The Semper Vivus debuted in 1901 at the Paris Motor Show, and we can only imagine the number of jaws that dropped as people first laid eyes on the world's first hybrid car. Production of the Semper Vivus and other iterations continued until 1915 but didn't sell well despite several improvements to the car's basic design. It had no rear axle or rear suspension which gave it the ride quality of a horse-drawn carriage, according to The Drive. It offered seating room for up to five adults, but the smoke, oil, and fumes from the vehicle's gas engines and generators made it hard to enjoy.

Lohner-Porsche Mixte

Porsche made an improved version of the Semper Vivus called the Porsche-Lohner Mixte. Instead of having a pair of gas engines, the Mixte had a single 5.5-liter Daimler gas engine in front of the vehicle like a conventional car, now pumping out 25 horsepower and running at a constant speed to power the generator.
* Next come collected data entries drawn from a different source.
Issue #8522, opened 2022-01-11
Single table inheritance returns the same discriminator value error for unrelated tables where their parents extend from the same entity


marypaz-sama:
## **Issue Description**

There are two *unrelated* child entities following the single table inheritance pattern with same discriminator value, if both entities inherit from a class that just adds some common columns it, it throws an error.

For example:
```

             BaseEntity
           /            \
        Role           User
         |               |
     InternalRole    InternalUser
```

Both `InternalRole` and `InternalRole` entities have the same discriminator value `internal`.
`BaseEntity` just defines some common columns.

## **Expected Behavior**
There should be no error, as the entities `InternalUser` and `InternalRole` are not related because `BaseEntity` is just a generic entity to create createdAt, updatedAt and primary columns for all tables.  And TableInheritance decorator is added in `User` and `Role` entities not `BaseEntity`

## **Actual Behavior**
It throws an error.

> Error: Entities InternalUser and InternalRole have the same discriminator values. Make sure they are different while using the @ChildEntity decorator.

## **Steps to Reproduce**

Minimal code reproduction:

```
export class BaseEntity {
  @PrimaryGeneratedColumn()
  id!: number;

  @CreateDateColumn()
  createdAt: Date;

  @UpdateDateColumn()
  updatedAt: Date;
}
```

```
@Entity()
@TableInheritance({ column: { type: 'varchar', name: 'type' } })
export abstract class User extends BaseEntity {
  @Column()
  firstName: string;

  @Column()
  lastName: string;
}
```

```
@ChildEntity('internal')
export class InternalUser extends User {
 }
```

```
@Entity()
@TableInheritance({ column: { type: 'varchar', name: 'type' } })
export class Role extends BaseEntity {
  @Column()
  name: string;

  @Column()
  description: string;
}
```

```
@ChildEntity('internal')
export class InternalRole extends Role {}
```

## **My Environment**

| Dependency           | Version                                                               |
| ------------------  | -------------------------------------------  |
| Operating System  | macOs                                                               |
| Node.js version      | v16.13.1                                                              |
| Typescript version | v4.1.3                                                                 |
| TypeORM version  | v0.2.41                                                               |
| NestJS Version      | v8.1.8                                                                 |

### **Relevant Database Driver(s)**

- [ ]  aurora-data-api
- [ ]  aurora-data-api-pg
- [ ]  better-sqlite3
- [ ]  cockroachdb
- [ ]  cordova
- [ ]  expo
[...]

PR #8525, opened 2022-01-12
fix: Single table inheritance returns the same discriminator value error for unrelated tables where their parents extend from the same entity 

marypaz-sama:
### Description of change

Fixes: #8522 

When there are two unrelated child entities following the single table inheritance pattern with same discriminator value, if both entities inherit from a class that just adds some common columns it, it throws an error. So the change is to be sure that we are only checking within entities that have the same db table.

#### 

### Pull-Request Checklist

- [x] This pull request links relevant issues as `Fixes [#8522](https://github.com/typeorm/typeorm/issues/8522)`


pleerock:
Thank you for contribution! 🎉

PR #11327, opened 2025-03-07
fix: remove unnecessary import from JS migration

### LINKED ISSUE #9149: Generating js migration files via CLI with --outputJs produces an unused import from typeorm
## Issue Description
Generating js migration files via CLI with --outputJs produces an unused import from typeorm.
I'm running the command: `npm run typeorm -- migration:generate src/migrations/migration --dataSource src/datasource.ts --pretty --outputJs`
Which produces a file `src/migrations/12345-migration.js` file as expected, and works with the `migration:run` command locally. However, the file contains unused require referring to the `MigrationInterface` and `QueryRunner` on the first line:

```js
const { MigrationInterface, QueryRunner } = require("typeorm");

module.exports = class migration12345 {
    name = 'migration12345';
    ...etc
```

This causes 2 problems for me, although I'm sure there are other manifestations of this problem too.
1. It fails eslint `no-unused-vars` rule
2. I am running these migrations in an AWS lambda function. `Typeorm` is bundled with the migration lambda function code using esbuild. The migrations cannot be bundled unfortunately due to esbuild not being to resolve the imports from the migrations directory glob at build time. Therefore, the lambda fails when running migrations because the imported migration file does not have access to `typeorm` dependency (its bundled with the migration code).

```
    "errorMessage": "Cannot find module 'typeorm'\nRequire stack:\n- /var/task/src/migrations/12345-migration.js\n- /var/task/src/handlers/migrate/index.js\n- /var/runtime/index.mjs",
```

There are 2 workarounds to this for me:
1. Exclude typeorm dependency from the bundle (not keen on doing this)
2. Manually remove the `require` statement

Obviously number 2 is preferred for now, but it would be great if the line wasn't generated at all!

### Expected Behavior

The line `const { MigrationInterface, QueryRunner } = require("typeorm");` should be omitted from generated `js` migration files.

TkachenkoDmitry:
### Description of change
Removed generated unused TypeScript imports in generated migration.
Fixes #9149

### Pull-Request Checklist

### DIFF
--- a/docs/migrations.md
+++ b/docs/migrations.md
@@ -1,15 +1,15 @@
 # Migrations
 
 - [Migrations](#migrations)
-  - [How migrations work](#how-migrations-work)
-  - [Creating a new migration](#creating-a-new-migration)
-  - [Running and reverting migrations](#running-and-reverting-migrations)
-    - [Faking Migrations and Rollbacks](#faking-migrations-and-rollbacks)
-    - [Transaction modes](#transaction-modes)
-  - [Generating migrations](#generating-migrations)
-  - [DataSource option](#datasource-option)
-  - [Timestamp option](#timestamp-option)
-  - [Using migration API to write migrations](#using-migration-api-to-write-migrations)
+    - [How migrations work](#how-migrations-work)
+    - [Creating a new migration](#creating-a-new-migration)
+    - [Running and reverting migrations](#running-and-reverting-migrations)
+        - [Faking Migrations and Rollbacks](#faking-migrations-and-rollbacks)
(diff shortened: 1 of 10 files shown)


alumni (approved):
`MigrationInterface` and `QueryRunner` are just type imports, not needed in JS. We actually convert the regular import to a type import in the TS template.

Ideally, at some point in the future, we should let the users provide their own template functions. I think for now, this should suffice.

TkachenkoDmitry:
> @TkachenkoDmitry please fix the failing test

My bad! Fixed!

naorpeled (approved):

It also had an electric starter and a single shaft-driven generator under the driver's bench seat, but it still failed to capture the world's imagination. The final nail in the coffin is the astronomical price tag. The Lohner-Porsche started at 14,400 to 34,028 Austrian Krone, equivalent to about $2,900 to $6,800 in 1901. According to Official Data Foundation's In2013Dollars calculator, $2,900 in 1901 is roughly equivalent to over $98,000 in 2022.

The funny thing about this story is the driving force behind Lohner's belief in producing a gas-electric hybrid car. Lohner and Company never recouped their investment and probably lost a ton of money on Semper Vivus. Still, it didn't stop them from addressing the issue of clean air "ruthlessly spoiled by a large number of petrol engines in use," an environmental problem that persists to this day.